Fluorinated Lead‐Chelating Molecules Boost Performance, Stability, and Safety of Hole Transport Layer‐Free Carbon‐Based Perovskite Solar Cells

Abstract Hole transport layer‐free carbon‐based perovskite solar cells (HTL‐free C‐PSCs) hold promise for low‐cost, stable photovoltaics but suffer from poor interfacial charge extraction, inferior defect passivation, and unresolved environmental risk. Here, we reported a multifunctional interfacial engineering strategy using fluorinated lead‐chelating (FLC) molecules containing sulfonate groups, fluoride atoms, and metal ions. Sulfonate groups coordinated with undercoordinated Pb 2+ ions, fluoride atoms formed hydrogen bonds with organic cations, and K + ions stabilized halide anions, synergistically passivating deep‐level defects and enhancing thermal stability.
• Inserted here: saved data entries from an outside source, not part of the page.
PR #4966, opened 2026-05-22
Replace  MAPL_GridCompSpecs_ACG.py with  MAPL_GridCompSpecs_ACGv3.py in MAPL3

darianboggs:
## Types of change(s)

## Checklist

## Description
For MAPL 3, I created a new script, MAPL_GridCompSpecs_ACGv3.py, to perform automatic code generation, while MAPL 2 continues to use MAPL_GridCompSpecs_ACGv.py for the same function. This prevented merges from MAPL 2 from overwriting the MAPL 3 automatic code generation. This required adding an argument in CMakeLists.txt to specify which ACG to use. Now that MAPL 3 is more mature, and we are not merging from MAPL 2, we no longer need to keep two versions of ACG in MAPL 3.

This PR:
1. removes the MAPL 2 version of ACG,
2. renames MAPL_GridCompSpecs_ACGv3.py to MAPL_GridCompSpecs_ACG.py so that the MAPL 3 automatic generation is performed for any existing calls to MAPL_GridCompSpecs_ACG.py
3. removes the argument in CMakeLists.txt for calling MAPL_GridCompSpecs_ACGv3.py.


darianboggs:
Added @tclune and @mathomp4 as reviewers for their feedback

cmake/mapl_acg.cmake
```diff
@@ -85,11 +85,9 @@ function (mapl_acg target specs_file)
     set (_generator_dir ${esma_etc}/MAPL)
   endif ()
 
-  if (ARGS_3g)
```
pchakraborty, line 88: Does this change make the arg `3g` redundant? The GCM builds have been using this extra arg to call the ACGv3, but the removal does not seem to throw any errors.

tclune: Yes - pretty much any string with "3g" is now needing to be fixed.

tclune (commented):
I suspect this cannot pass CI because the client subrepos explicitly mention 3g.   So you'll need one PR in MAPL that has both 3g and not-3g pointing to the same thing.  Then you can PR in the other repos to get rid of 3g.  ANd then finally in MAPL to get rid of 3g.

cmake/mapl_acg.cmake
tclune: > Yes - pretty much any string with "3g" is now needing to be fixed.

OTOH, it clearly did. :-)

mathomp4:
@darianboggs Can you add a changelog entry for this. This is significant enough to warrant a mention I think.

darianboggs:
CHANGELOG.md entry added to local repository branch.

darianboggs:
I'll push up my local branch, and that should fix the failing test. I designed the change so that existing MAPL2 CMakeLists.txt in GCM and elsewhere would not need to change the call. Though spec files will need to change between MAPL 2 and MAPL 3, the CMake should not need to change. So the `acg3` option is still there in mapl_acg.cmake, but it does nothing. Once that flag is removed from MAPL 3 components that have been converted, we will remove that option. In the meantime, it is ignored. ACG will still function the same in MAPL 2 as it has.

tclune (approved):

PR #5006, opened 2026-05-27
Bugfix/wdboggs/fix acg lookup dict

darianboggs:
## Types of change(s)

## Checklist
The ACG unit tests were run.

## Description
ACG allows aliases for row values in some columns like DIMS. We have advertised that users can use aliases OR the values the aliases point to. ACG aliases do not appear in MAPL, so users may be more familiar with the actual values.

This "bi-directional" lookup did not work. This PR fixes that and adds unit tests of this mechanism in ACG.


darianboggs:
Originally this PR would have merged the changes into `main`. That was incorrect.
To be safe, I am closing it and creating a new PR.

PR #5007, opened 2026-05-27
Bugfix/wdboggs/fix acg lookup dict

darianboggs:
## Types of change(s)

## Checklist
(Ran only the ACG unit tests)

## Description
ACG allows aliases for row values in certain columns, like DIMS. It should have allowed aliases or actual values, but it did not do that. This PR fixes that and adds unit tests to test that it works.


tclune (approved):
You do now need to get in the practice of opening a GH issue even for small things.  Claude makes this pretty easy.

PR #5027, opened 2026-05-29
Remove KE => KeywordEnforcer alias workaround

tclune:
## Types of change(s)

## Description

Removes the `KE => KeywordEnforcer` alias that was used as a workaround for an Intel compiler issue with ambiguous/multiple import paths to `KeywordEnforcer`. With the cleaner module layering now in place, there is a single canonical import path, making the alias unnecessary.

All `class(KE)` dummy argument declarations replaced with `class(KeywordEnforcer)` directly across `infrastructure/` and `superstructure/`. NAG build passes cleanly.

This is a trial PR to confirm the Intel compiler no longer needs the workaround.

## Checklist
- [x] Ran the Unit Tests (NAG local build passes)


mathomp4:
@tclune This is interesting. This PR has no files changed. Was it superseded by another PR at some point?

Issue #5031, opened 2026-06-01
Establish gridcomp-specific prefix convention for entities defined within gridcomps


tclune:
Entities defined within a gridcomp (e.g. types, functions, constants local to `extdata/`, `statistics/`, `history/`, etc.) should carry a gridcomp-specific prefix (e.g. `ExtData_`, `Statistics_`, `History_`) rather than being unprefixed or using the `MAPL_` prefix. This is analogous to the `MAPL_` prefix convention enforced for the MAPL library itself (see issue #5030). This would make the provenance of every public symbol immediately clear from its name.

Issue #5030, opened 2026-05-31
Phase 2: Enforce mapl_ prefix on all public API symbols


tclune:
## Parent issue
Part of #5026

## Prerequisite
Phase 1 (#5029) must be complete so the public API is well-defined before renaming begins.

## Goal
Every symbol exposed through an `Export.F90` umbrella must carry the `mapl_` (or `MAPL_`) prefix, making the namespace unambiguous for downstream consumers.

## Strategy
1. Audit the trimmed `Export.F90` lists from Phase 1 for symbols lacking the prefix.
2. Rename each non-conforming symbol and update all call sites across MAPL.
3. Open coordinated PRs in dependent repos (GEOSgcm components, GEOS, etc.) to update their call sites.
4. Sequence PRs so that CI passes in each repo: rename in MAPL first (with a compatibility alias if needed), then remove the alias once downstream repos are updated.

## Notes
- This phase **requires coordinated PRs across multiple repositories**.
- Compatibility aliases (or a transition branch strategy) may be needed to keep CI green during the rollout.

## Acceptance criteria
- All symbols in every `Export.F90` carry the `mapl_`/`MAPL_` prefix.
- CI passes in MAPL and all known downstream repos.

Issue #5026, opened 2026-05-29
Enforce use of Internal/Export umbrellas for all cross-directory USE statements


tclune:
## Background

A recent audit of the \`Internal.F90\` umbrella modules (#5021) found that **8 of 11 are effectively dead** — consumers across MAPL consistently bypass the umbrellas and \`use\` leaf modules directly. Only \`mapl_Enums_internal\` has been consistently adopted.

## Problem

The Internal/Export umbrella pattern provides no consolidation benefit if consumers ignore it. Cross-directory \`use mapl_<leaf>_mod\` statements create a web of fine-grained dependencies that are hard to audit and maintain.

## Goal

1. **Enforce umbrella adoption**: Migrate all cross-directory \`use mapl_<leaf>_mod\` statements to \`use mapl_<layer>_internal, only: ...\` (for MAPL-internal consumers) or \`use mapl_<layer>_export, only: ...\` (for external consumers).

2. **Trim overly-inclusive Internal umbrellas**: Once adoption is enforced, it becomes clear which symbols are genuinely needed cross-directory. Remove symbols that are not actually consumed externally.

3. **Special case — enums**: Enum *parameters/constants* (e.g. \`MAPL_CONSERVE_NONE\`) are intended for broad consumption and should stay in \`mapl_Enums_internal\`. Enum *types* (e.g. \`MAPL_ConservationType\`) may not be needed outside their defining layer and should be audited separately.

4. **Best candidate to start**: \`infrastructure/vertical/vertical_grid/\` — the most diverse set of external consumers (7+ directories, 6+ leaf modules) with a dead umbrella.

## Audit findings (from #5021)

| Internal module | Dead? | External consumers of leaf modules |
|---|---|---|
| \`mapl_Enums_internal\` | No — actively used | 9 directories |
| \`mapl_field_internal\` | Yes | 5 directories |
| \`mapl_field_bundle_internal\` | Yes | 3 directories |
| \`mapl_esmf_internal\` | Yes (only own Export.F90) | everywhere |
| \`mapl_geom_internal\` | Yes | 4 directories |
| \`mapl_regridder_mgr_internal\` | Yes | 5 directories |
| \`mapl_vertical_grid_internal\` | Yes | 7+ directories |
| \`mapl_mp_utils_internal\` | Mostly (1 symbol externally) | — |
| \`mapl_generic_internal\` | Yes | 4 directories |
| \`mapl_state_internal\` | Yes | 4 directories |
[...]

PR #5032, opened 2026-06-01
Lock down Export umbrella modules; rename unprefixed enums to MAPL_-prefixed (Phase 1, #5026/#5029)

### LINKED ISSUE #5029: Phase 1: Lock down Export umbrella modules to minimal public API
## Parent issue
Closes part of #5026

## Goal
Restrict each `Export.F90` umbrella module to expose only the symbols genuinely needed by external consumers. Start by making everything private (or removing re-exports) and then re-add only what is proven necessary by compiling MAPL gridcomps and downstream code (e.g. GEOS).

## Strategy
1. For each `Export.F90` in MAPL, reduce the `use` / `only` lists to the bare minimum.
2. Build MAPL and its gridcomps; restore any symbol that causes a compile failure with a comment explaining why it must be public.
3. Build downstream (GEOS) against the trimmed API and repeat.
4. The resulting failures open the necessary discussions about whether a symbol *should* be public.

## Notes
- No PRs to other repos are required during this phase; all changes are contained in MAPL.
- This phase is a prerequisite for Phase 2 (enforcing the `mapl_` prefix on all public symbols).

## Acceptance criteria
- Every `Export.F90` umbrella contains only symbols that are demonstrably consumed by code outside their defining layer.
- MAPL builds cleanly.

tclune:
## Summary

Implements Phase 1 of the Export umbrella lock-down (#5026/#5029): all 12 `Export.F90` umbrella modules now have `private` statements with explicit `public ::` declarations, enforcing a clean boundary between MAPL-internal and external-consumer APIs.

### Export umbrella lock-down
- Added `private` + explicit `public ::` to all 12 `Export.F90` files
- Deleted three now-redundant `API.F90` shim files (`field/`, `field_bundle/`, `vertical_grid/`)
- Removed symbols with no external consumers from export umbrellas:
  - `geom/Export.F90`: removed `XYGeomSpec`, `XYGeomFactory`, `CubedSphereGeomSpec`, `CubedSphereDecomposition` and related helpers
  - `vertical_grid/Export.F90`: removed `IntegerPair`
  - `generic/Export.F90`: removed `AbstractUserSetServices`, `DSOSetServices`

### Vertical-grid public API
- Added `BasicVerticalGrid`, `BasicVerticalGridSpec`, `BasicVerticalGridFactory`, and `VerticalGridManager`/`get_vertical_grid_manager` to `vertical_grid/Export.F90` as part of the canonical public API

### Enum renames (~35 files)
All unprefixed enum constants and types renamed to their `MAPL_`-prefixed equivalents:
- `FIELDBUNDLETYPE_*` → `MAPL_FIELDBUNDLETYPE_*`
- `STATEITEM_ALLOCATION_*` → `MAPL_STATEITEM_ALLOCATION_*`
- `GENERIC_COUPLER_*` → `MAPL_GENERIC_COUPLER_*`
- `VectorBasisKind` / `VECTOR_BASIS_KIND_*` → `MAPL_VectorBasisKind` / `MAPL_VECTOR_BASIS_KIND_*`
- `FieldBundleType_Flag` → `MAPL_FieldBundleType_Flag`

### Module structure cleanup
- All production files that had vtable workarounds (scoped `use` inside subroutines, direct leaf imports) restored to canonical module-level imports via `mapl_vertical_grid_export`
- 14 test files cleaned up to use the export umbrella rather than direct leaf imports; only `Test_BasicVerticalGrid.pf` and `Test_VerticalGridManager.pf` retain direct leaf imports (appropriate for layer-specific tests)

## Testing

Full clean build (model + tests) passes with GFortran.

## Related issues

- Closes #5029 (Phase 1)
- Part of #5026
- Phase 2 (symbol prefix enforcement) tracked in #5030
- Gridcomp prefix convention tracked in #5031


apps/Regrid_Util/Regrid_Util.F90
```diff
@@ -430,7 +426,7 @@ subroutine main()
                                startTime=tSeries(1), _RC )
 
    bundle=ESMF_FieldBundleCreate(name="cfio_bundle",_RC)
-   call MAPL_FieldBundleSet(bundle, fieldBundleType=FIELDBUNDLETYPE_BASIC, _RC)
+   call MAPL_FieldBundleSet(bundle, fieldBundleType=MAPL_FIELDBUNDLETYPE_BASIC, _RC)
```
pchakraborty, line 429: Why are we exposing FIELDBUNDLETYPE_BASIC?

enums/Export.F90
```diff
@@ -7,60 +7,44 @@ module mapl_Enums_export
...
    ! CouplerPhases
    public :: MAPL_GENERIC_COUPLER_INITIALIZE, MAPL_GENERIC_COUPLER_UPDATE
    public :: MAPL_GENERIC_COUPLER_INVALIDATE, MAPL_GENERIC_COUPLER_CLOCK_ADVANCE
 
+   ! GenericPhases
+
+   ! CouplerPhases
+
    ! StateItemAllocation
+   public :: MAPL_StateItemAllocation
```
pchakraborty, line 30: Do we expect `StateItemAllocation` used anywhere in GEOS?

enums/Export.F90
```diff
@@ -7,60 +7,44 @@ module mapl_Enums_export
...
    ! FieldBundleType_Flag
+   public :: MAPL_FieldBundleType_Flag
    public :: MAPL_FIELDBUNDLETYPE_BASIC, MAPL_FIELDBUNDLETYPE_VECTOR
    public :: MAPL_FIELDBUNDLETYPE_BRACKET, MAPL_FIELDBUNDLETYPE_VECTORBRACKET
    public :: MAPL_FIELDBUNDLETYPE_SERVICE, MAPL_FIELDBUNDLETYPE_SERVICE_AGGREGATE
    public :: MAPL_FIELDBUNDLETYPE_SERVICE_SEPARATE, MAPL_FIELDBUNDLETYPE_INVALID
 
+   ! VectorBasisKind
+   public :: MAPL_VectorBasisKind
+   public :: MAPL_VECTOR_BASIS_KIND_INVALID, MAPL_VECTOR_BASIS_KIND_GRID
```
pchakraborty, line 45: I can maybe see MAPL_VECTOR_BASIS_KIND_NS being used in GEOS, but do we need the others?

pchakraborty (dismissed):
I’d prefer an `API.90` to `Export.F90` - “export" is typically used in a different context.

Also, I think the `MAPL_` prefix should be reserved for routines/types that are used in client code, and not internally in MAPL. And it maybe more urgent to make that change that I previously thought.

infrastructure/esmf/Export.F90
darianboggs, line 1: It looks like there are several comment lines that are no longer relevant with deletions.

enums/Export.F90
atrayano: I cannot see we need to expose it to GEOS

darianboggs (commented):
Remove some unneeded comments.

I find 'export' confusing because it suggests data export.

I queried ChatGSFC about the naming for this type of situation, a "Facade" pattern, according to best practices in the Fortran community. Given possilities:
`    module foo_API`
OR
    module foo_export
it recommended:
`    module foo_api`

I queried other suggestions. Apparently, DOE, NCAR, and NASA have naming conventions that it suggests (self-referential logic/tautology noted). It gave suggestions including a "Highly Recommended" convention. The "Highly Recommended" convention resembled our past convention, not surprisingly. One suggestion included the suffix "_facade", which doesn't seem appropriate to our user base. I don't recommend the suggestions, but the analysis of the current conventions is germane, and I include it as what follows:

1. foo_export

Advantages:
It is action-oriented. It clearly tells the developer that this module is responsible for exporting entities to the outside world.

Disadvantages (Not Recommended):
Dealbreaker / Major Confusion: In the Fortran and C-interop world, "export" carries heavy compiler-specific baggage. On Windows/Intel Fortran, developers use directives like !DEC$ ATTRIBUTES DLLEXPORT to expose symbols to dynamic link libraries (DLLs). Naming a module foo_export strongly implies to a systems programmer that this module handles compiler-level symbol exporting or C-binding wrappers, not a high-level API Facade.

Domain Confusion: In scientific computing, "export" is often used to describe data output (e.g., exporting a field to a NetCDF file). A user might think use foo_export gives them routines to write data to disk.


2. foo_API (or foo_api)

Advantages:
Universally Understood: API (Application Programming Interface) is the exact computer science term for what you are building. It unambiguously signals "this is the designated boundary for external users."

Self-Documenting: If an external user sees use foo_internal vs use foo_api, it is immediately obvious which one they are supposed to be using.

Disadvantages:
Fortran is case-insensitive, so it will typically be written and compiled as foo_api. This isn't inherently bad, but "API" is a term more frequently seen in web development or C/C++ libraries than in traditional Fortran codebases.

There are no dealbreakers here. foo_api is a very safe, robust choice.

bena-nasa:
What was wrong with API.F90, why did this change Export.F90 for the public facing routines?

enums/Export.F90
tclune: `GRID` variant is needed in DYN for some internal vectors I think.  And I think  the CTM community may want this aswell.   the `INVALID` case is less crucial, but seems like we should allow it for comparison purposes.

enums/Export.F90
tclune: I fear we need it for components that have sophisticated modify_advertise phases.  E.g., Statistics.   But we can probably tighten it down - or even encapsulate within logical queries.  E.g.,  `if (mapl_IsConnected(item)`.

tclune:
> I queried ChatGSFC about the naming for this type of situation, a "Facade" pattern, according to best practices in the Fortran community. Given possilities:
> ` module foo_API`

I already assigned a separate GH issue for this to you.   Details can go there, but it sounds like Claude is already ok with @pchakraborty 's suggestion.

atrayano (approved):

infrastructure/esmf/Export.F90
tclune: Am going to merge.   @darianboggs you'll need to create a separate GH issue to fix these.   I don't want to second guess and don't want to rerun the CI for this.

PR #5055, opened 2026-06-03
v2: Test using gen2 circleci resources

mathomp4:
I want to test out the new gen2 resources at CircleCI:

https://circleci.com/docs/guides/execution-managed/using-docker/#docker-gen2-benefits

See if they are worth the cost.

Per that page, gen2 is 1.4x faster, but they are also 1.2x more costly...


darianboggs (approved):

mathomp4:
Yeah. These seem to be a bit twitchy compared to "gen1". I might hold off on this for now. I'm trying to get a complete set of runs to see what happens

PR #5078, opened 2026-06-05
MAPL: add FieldBundleFilter; refactor StateGet and RestartHandler

pchakraborty:
Add `FieldBundleFilter`, a new infrastructure utility that removes fields from a `FieldBundle` according to a caller-supplied predicate function.

Overload the `StateGet` generic interface with a `state_get_bundle` procedure that serialises an `ESMF_State` into a flat `FieldBundle`, expanding contained `FieldBundle`s into aliased fields named `<bundle_name>_<index>`.

Simplify `RestartHandler` by replacing the private `get_field_bundle_from_state_` method with a call to the new `MAPL_StateGet` overload, and replacing the two inline filter loops with `MAPL_FieldBundleFilter` and dedicated predicate functions (`predicate_skip_restart_`, `predicate_incomplete_`).

Add unit tests for `FieldBundleFilter` (`Test_FieldBundleFilter.pf`) and the `StateGet` bundle overload (`Test_StateGetBundle.pf`).


infrastructure/field_bundle/FieldBundleFilter.F90
```diff
@@ -0,0 +1,49 @@
...
+   end interface
+
+   abstract interface
+      function field_predicate(field, rc) result(remove)
+         use ESMF
+         type(ESMF_Field), intent(in) :: field
+         integer, optional, intent(out) :: rc
+         logical :: remove
+      end function field_predicate
+   end interface
```
tclune, line 25:
```suggestion
   abstract interface
      function I_field_predicate(field, rc) result(remove)
         use ESMF
         type(ESMF_Field), intent(in) :: field
         integer, optional, intent(out) :: rc
         logical :: remove
      end function I_field_predicate
   end interface
```
making consistent with other MAPL abstract interfaces.

tclune: Technically `I_predicate` seems clear enough.

infrastructure/field_bundle/FieldBundleFilter.F90
```diff
@@ -0,0 +1,49 @@
...
+         integer, optional, intent(out) :: rc
+         logical :: remove
+      end function I_field_predicate
+   end interface
+
+contains
+
+   subroutine bundle_filter(bundle, predicate, rc)
+      type(ESMF_FieldBundle), intent(inout) :: bundle
+      procedure(field_predicate) :: predicate
```
tclune:
```suggestion
      procedure(I_field_predicate) :: predicate
```

infrastructure/field_bundle/FieldBundleFilter.F90
```diff
@@ -0,0 +1,49 @@
...
+   use ESMF
+   use mapl_FieldBundleGetImpl_mod, only: FieldBundleGet
+   use mapl_ErrorHandling_mod, only: MAPL_Return, MAPL_Verify
+
+   implicit none(type, external)
+   private
+
+   public :: FieldBundleFilter
+
+   interface FieldBundleFilter
```
tclune, line 14: I was going to suggest that we might want to "publish" some common filters such as `FilterFieldName(name)` but Fortran functions are not of sufficient power for this.   Did you give some thought about using an abstract type instead that has a `filter` method?

tclune (approved):

infrastructure/field_bundle/FieldBundleFilter.F90
pchakraborty: No, not really. The filtering predicate seemed to be the obvious solution, so went with that.

PR #5083, opened 2026-06-05
v3: Clean up changelog

mathomp4:
I had Claude take a look and clean up our changelog.


tclune:
The question is whether we should apply now or wait for alpha.1.  If the latter, then we need to be careful about including any new commits.  Or repeat the AI prompts.

tclune (approved):

PR #5089, opened 2026-06-05
Suppress NAG module timestamp warnings for Spack-installed ESMF

mathomp4:
## Types of change(s)

## Checklist

## Summary

This PR adds a small CMake workaround for noisy NAG Fortran module timestamp warnings when building against Spack-installed ESMF libraries.

When ESMF is installed from a Spack binary cache, its installed `.mod` files may have normalized/epoch-like timestamps for reproducibility. NAG then emits many warnings of the form:

```text
File ... containing module ... needs recompilation
```

even though the dependency was intentionally installed this way and the build is otherwise valid.

The new CMake logic checks, at configure time, whether:

* the Fortran compiler is NAG, and
* ESMF `.mod` files appear to have ancient/epoch timestamps

If so, it adds NAG’s targeted `-nocheck_modtime` option. This suppresses the timestamp-based warnings without disabling other NAG diagnostics.

## Details

The workaround is intentionally narrow:

* It only applies for NAG.
* It only triggers automatically when old ESMF `.mod` timestamps are detected.
* It preserves normal NAG module timestamp checking for regular source-built dependency stacks.
* Debug details are available through CMake’s normal log-level mechanism, e.g. `--log-level=DEBUG`.

The behavior can still be controlled manually through the CMake cache policy:

```bash
-DMAPL_NAG_MODTIME_POLICY=AUTO     # default: detect old ESMF .mod files
-DMAPL_NAG_MODTIME_POLICY=CHECK    # keep NAG timestamp checking enabled
-DMAPL_NAG_MODTIME_POLICY=NOCHECK  # force -nocheck_modtime
```

## Motivation

This reduces warning noise in NAG builds that use Spack-built dependency stacks, while keeping NAG’s useful stale-module diagnostics enabled in normal cases.


tclune (approved):
That's a lot of code.  But at least it is isolated.

mathomp4:
> That's a lot of code. But at least it is isolated.

Yeah, Claude went a bit verbose. Once it's in, I can try it out with a spack set of libraries. It might just choke on that.

mathomp4:
Oh wait. this was for spack. duh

FLC modification also reduced the perovskite work function (from −4.14 to −4.39 eV), improving energy level alignment and facilitating hole extraction at the perovskite/carbon interface. As a result, the optimized devices achieved a champion power conversion efficiency of 20.7%, among the highest for fully solution‐processed planar HTL‐free C‐PSCs. Unencapsulated devices retained over 93% of initial efficiency after 2000 h in ambient air or after 500 h at 60 °C. Importantly, strong FLC‐Pb 2+ chelation significantly reduced lead leakage from severely damaged devices under acidic aqueous environment (334.7 to 53.7 mg m −2 h −1 ), achieving ∼84% sequestration efficiency. This work presents a unified strategy to enhance efficiency, stability, and environmental safety of simplified perovskite photovoltaics.